### Requirement
Filter the entries that follow, copying every line in which the word "generic" appears.

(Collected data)
────────────────────────────────────────

PR #524, opened 2021-08-01
Add a right wipe (ripe) command to Talon

xavier630:
Currently `forward delete` exists but is quite tricky to say often.

### DIFF
--- a/misc/standard.talon
+++ b/misc/standard.talon
@@ -21,8 +21,9 @@ undo that: edit.undo()
 redo that: edit.redo()
 paste match: edit.paste_match_style()
 file save: edit.save()
-wipe: key(backspace)    
-(pad | padding): 
+wipe: key(backspace)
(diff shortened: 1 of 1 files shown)


xavier630:
Even though it's only one sound off wipe, from some brief testing I find that it is almost always detected correctly

rntz:
We already have "clear right" for this. It's common and expected to customize your editing commands, but I'm not sure we want to add such customizations to base knausj_talon unless they're definitely worth it. I'm also very nervous about ripe/wipe. It may work consistently with your accent, microphone, and choice of speech engine, but that doesn't guarantee it will work for everyone. There are certain accents which make "r" and "w" sounds quite similar, so I don't think we should make two commands that differ only by those sounds.

xavier630:
Yeah that's reasonable. I'll close this and keep it for just my fork.

PR #527, opened 2021-08-01
Fix select word on Windows and Linux

xavier630:
Fixes the select word edge case [here](https://github.com/knausj85/knausj_talon/issues/526).

The edge case involves having the cursor just before the very first character of the word and the `select word` command selecting the word before the current word.

It would be great if any windows or linux users could give this a quick test since I'm not able to run it.

### DIFF
--- a/code/platforms/win/edit.py
+++ b/code/platforms/win/edit.py
@@ -125,12 +125,9 @@ class EditActions:
         #action(edit.select_paragraph):
         #action(edit.select_sentence):
     def select_word():
-        actions.key('ctrl-left ctrl-shift-right')
-        #action(edit.selected_text): -> str
-        #action(edit.sentence_end):
-        #action(edit.sentence_next):
-        #action(edit.sentence_previous):
-        #action(edit.sentence_start):
+        actions.edit.right()
+        actions.edit.word_left()
+        actions.edit.extend_word_right()
     def undo():
         actions.key('ctrl-z')
     def up():
--- a/code/platforms/linux/edit.py
+++ b/code/platforms/linux/edit.py
@@ -125,12 +125,9 @@ class EditActions:
         #action(edit.select_paragraph):
         #action(edit.select_sentence):
     def select_word():
-        actions.key('ctrl-left ctrl-shift-right')
-        #action(edit.selected_text): -> str
-        #action(edit.sentence_end):
-        #action(edit.sentence_next):
-        #action(edit.sentence_previous):
-        #action(edit.sentence_start):
+        actions.edit.right()
+        actions.edit.word_left()
+        actions.edit.extend_word_right()
     def undo():
         actions.key('ctrl-z')
     def up():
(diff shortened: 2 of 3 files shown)


rntz:
This seems to work for me on linux.

rntz (approved):

code/platforms/win/edit.py
```diff
@@ -125,12 +125,9 @@ def select_none():
         #action(edit.select_paragraph):
         #action(edit.select_sentence):
     def select_word():
-        actions.key('ctrl-left ctrl-shift-right')
-        #action(edit.selected_text): -> str
-        #action(edit.sentence_end):
-        #action(edit.sentence_next):
-        #action(edit.sentence_previous):
-        #action(edit.sentence_start):
+        actions.edit.right()
```
xavier630, line 128: Quick flag that this strategy gets duplicated 3 times (once for each OS) and could probably be hoisted up one level of abstraction to the generic browser level avoid duplication

knausj85:
This doesn't seem to work on Windows, I'll have to take a peek later.

rntz:
Do we have any windows users who can take a look at this? @splondike ?

splondike:
I'm a Linux user also.

codecat555:
I tried this change on windows and it does seem to work as advertised.

Testing raised a question in my mind about what exactly constitutes a word in this context. I haven't looked to see how it's done in the code, but here are some test cases that got me thinking:

```
-merry-go-round
merry:go:round
merry/go/round
```
How words are defined usually depend on both the app and the user. That's one point, but beyond the scope of this change.

On the other hand, what should happen when the user says `select word` and the cursor is:
1. before the separator character?
2. after the separator character?
3. at the beginning of a line that starts with a word followed by some sort of separator character?
4. at the beginning of a line that ends with a word proceeded by some sort of separator character?

These various cases gave me some unexpected results on the data set above, and the results were inconsistent between apps (e.g. the text box in this pull request and the windows notepad.exe editor).

codecat555:
Oh yeah, I forgot some other cases:

5. one space to the left of a word which is separated from the previous word by more than one space?
6. one space to the right of a word which is separated from the next word by more than one space?
7. exactly between two words with an even number of spaces on either side.


note: assuming left-to-right reading order, which is yet another variable to consider here.

tararoys:
-In Windows,
  - In notepad,
  -  with the cursor positioned at the beginning of a word, 
  - this branch will select the word and not the previous word.

-In Windows,
  - In Sublime,
  -  with the cursor positioned at the beginning of a word, 
  - this branch will select the word and not the previous word.

-In Windows,
  - In firefox,
  - in a div set to contenteditable
  -  with the cursor positioned at the beginning of a word, 
  - this branch will select the word and not the previous word.

Based on these three tests I say the patch does what it says it does in Windows.

rntz:
Going to merge this since it seems like it behaves better than the status quo and I couldn't find corroboration of problems on windows.

PR #531, opened 2021-08-01
add phones word/word left/word right commands

rntz:
useful for applying homophones to the word left of/right of/at cursor

### DIFF
--- a/code/edit.py
+++ b/code/edit.py
@@ -26,3 +26,13 @@ class Actions:
             actions.edit.paste()
             # sleep here so that clip.revert doesn't revert the clipboard too soon
             actions.sleep("150ms")
+
+    def words_left(n: int):
+        """Moves left by n words."""
+        for _ in range(n):
+            actions.edit.word_left()
+
+    def words_right(n: int):
+        """Moves right by n words."""
+        for _ in range(n):
+            actions.edit.word_right()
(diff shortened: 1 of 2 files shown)


knausj85:
I would suggest adding an optional `<number_small>` to those phones word left/right commands.

rntz:
The idea being to select the nth word in that direction, so eg if you're after "foo bar baz" `phones two words left` would select "bar"? That should be doable...

xavier630:
Not in scope for this PR but we should make a generic selection generator that applies selection before applying a command since it's a pattern that keeps coming in more places and all of the selections are identical (`phones, cut, copy, snake, hammer` etc all have/will eventually have the same selections `left, right, word, line, all, etc` variants that all need to be maintained and are basically identical).

Will raise an issue tomorrow.

rntz:
I have some thoughts on that, but you should check out the text navigation commands in https://github.com/knausj85/knausj_talon/blob/master/text/text_navigation.talon, which may already do some of what you're imagining.

rntz:
ok, I've updated this to allow eg "phones second word left" or "phones third word right". it did involve adding some new actions for moving n words left or right (had to do this instead of using core.repeat() because needed to handle moving 0 words right/left, which is the default).

PR #533, opened 2021-08-02
Add Evernote module to Talon

xavier630:
There are a couple of things I'd like to add to this module eventually, but the main pain point of using Talon with Evernote is that it's a text editor but `slap` often gets jumbled. Adding the key delay fixes that. Hopefully this helps others.

I played around with different delays for a while to try to find one that made slap always work while introducing minimal delay. If anyone else ends up having issues with this though, we can always increase it later on.

Note that this is an issue that I have on Evernote for Mac. In the past I found the Windows app to be much faster and we may end up wanting to split this into a Mac-only delay.

### DIFF
--- a/apps/evernote/evernote.talon
+++ b/apps/evernote/evernote.talon
@@ -2,5 +2,5 @@ app: evernote
 -
 settings():
     # Necessary to stop commands like 'slap' getting jumbled
-    key_wait = 4.0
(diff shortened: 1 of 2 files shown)


rntz:
If you make this mac-specific then I'll merge it.

xavier630:
Sounds good, will do that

────────────────────────────────────────

### Response to the task
xavier630, line 128: Quick flag that this strategy gets duplicated 3 times (once for each OS) and could probably be hoisted up one level of abstraction to the generic browser level avoid duplication
Not in scope for this PR but we should make a generic selection generator that applies selection before applying a command since it's a pattern that keeps coming in more places and all of the selections are identical (`phones, cut, copy, snake, hammer` etc all have/will eventually have the same selections `left, right, word, line, all, etc` variants that all need to be maintained and are basically identical).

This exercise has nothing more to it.